-- Opening Marker --

PR #193, opened 2022-07-19
Add option, in the wizard, to enable memory based scheduling in Slurm

maurizp:
When creating a new cluster, we allow the customer to use the
ConstrainRAMSpace option available in Slurm during the job
submission.

## Description

We want to meet features parity with PCluster 3.2.0 and it includes the support of memory based scheduling

## Changes

* Added a toggle to enable memory based scheduling

## How Has This Been Tested?

* Deployed a new stack with PCluster 3.2.0b2 and tested
* Executed a DryRun with option enabled

Screenshot 2022-07-19 at 07 52 53

* Executed a DryRun with option disabled (no new fields in the yaml)
* Executed a DryRun with option enabled and then disabled the toggle (no new fields in the yaml)

## References

By submitting this pull request, I confirm that you can use, modify, copy, and redistribute this contribution, under the terms of your choice.

PR #199, opened 2022-07-20
Add schedulable memory parameter in the queue section of the Wizard

eantonin:
## Description

Add schedulable memory parameter in the queue section of the Wizard to reach feature parity with pcluster 3.2.0

(The flag to enable this param only with 3.2.0 will be added in a subsequent CR in addition to other related parameters)

## Changes

1. Make configurable the HelpTextInput component
2. Add schedulable memory parameter
3. Add localization of strings for the interested part of code

## How Has This Been Tested?

Tested locally connecting to a PC version using 3.2.0b2, see video below

https://user-images.githubusercontent.com/83351137/179985446-761d5677-99c1-4814-98d9-978a3a3a1b84.mp4

## References

This was dependent of the [PR related to the memory based scheduling](https://github.com/aws-samples/pcluster-manager/pull/193)

### DIFF
--- a/frontend/locales/en/strings.json
+++ b/frontend/locales/en/strings.json
@@ -5,11 +5,61 @@
     }
   },
   "wizard": {
-     "headNode": {
-       "memoryBasedSchedulingEnabled": {
-         "label": "Slurm Memory Based Scheduling Enabled",
-         "help": "If enabled, users may use <i>--mem</i> to specify the amount of memory per node required by a job. For more information, see the <0>Slurm documentation for ConstrainRAMSpace</0>"
-       }
+    "headNode": {
+      "memoryBasedSchedulingEnabled": {
+        "label": "Slurm Memory Based Scheduling Enabled",
+        "help": "If enabled, users may use <i>--mem</i> to specify the amount of memory per node required by a job. For more information, see the <0>Slurm documentation for ConstrainRAMSpace</0>"
+     }
+   },
+    "queues": {
+      "schedulableMemory": {
+        "name": "Schedulable Memory (MiB)",
+        "description": "Amount of memory in MiB to be made available to jobs on the compute nodes of the compute resource",
+        "placeholder": "Leave empty for default",
+        "help": "The default value is 95 % of the memory advertised by EC2."
+      }
+   },
+    "multiuser": {
+      "domainName": {
+        "name": "Domain Name*",
+        "description": "The Active Directory (AD) domain that you use for identity information.",
+        "help": "This property corresponds to the sssd-ldap parameter that's called ldap_search_base."
+      },
+      "domainAddress": {
+        "name": "Domain Address*",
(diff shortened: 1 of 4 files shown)


frontend/src/old-pages/Configure/Components.tsx
```diff
@@ -636,4 +637,50 @@ function IamPoliciesEditor({
...
+      label={name}
+      errorText={error}
+      description={description}>
+    <div style={{display: "flex", flexDirection: "row", alignItems: "center", justifyContent: "space-between"}}>
+      <div style={{flexGrow: 1}}>
+        <Input
+            placeholder={placeholder}
+            value={value}
+            type={type}
+            onChange={({detail}) => {setterFunction([...path, configKey], detail.value); validationFunction();}} />
```
mendaomn, line 679: suggestion(non-blocking): for higher extensibility, you could expose an `onChange` prop to users of the component

You can think of this component as glorified `Input` field with the help tooltip, it doesn't need to implement any logic

Users of the component could decide to apply a validation function or not, for instance

eantonin: This makes perfect sense, will do

eantonin:
> Shouldn't we put this in the "Advanced Options" section as most users will want the default memory (i.e. 95% of the Total memory).

Yeah Sean, that make perfect sense, will fix

eantonin:
@[sean-smith](https://github.com/sean-smith), actually that cannot be made easily, as SchedulableMemory parameter should be a queue specific parameter, while advanced options are now compute-specific and not queue-specific, see images below

queue+advanced-options

yaml-queue-advanced

So with the current configuration I cannot put SchedulableMemory in advanced option

A possibility could be add a queue-specific advanced option section, personally I don't like it a lot, and by the way I'll consider it out of scope for this PR

frontend/locales/en/strings.json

-- Closing Marker --

### [Instructions for the task]
Both end lines included, restate word for word the lines above from the line with "Users of the component could" to the line with "the Total memory).", and nothing else.

### [Solution]
Users of the component could decide to apply a validation function or not, for instance

eantonin: This makes perfect sense, will do

eantonin:
> Shouldn't we put this in the "Advanced Options" section as most users will want the default memory (i.e. 95% of the Total memory).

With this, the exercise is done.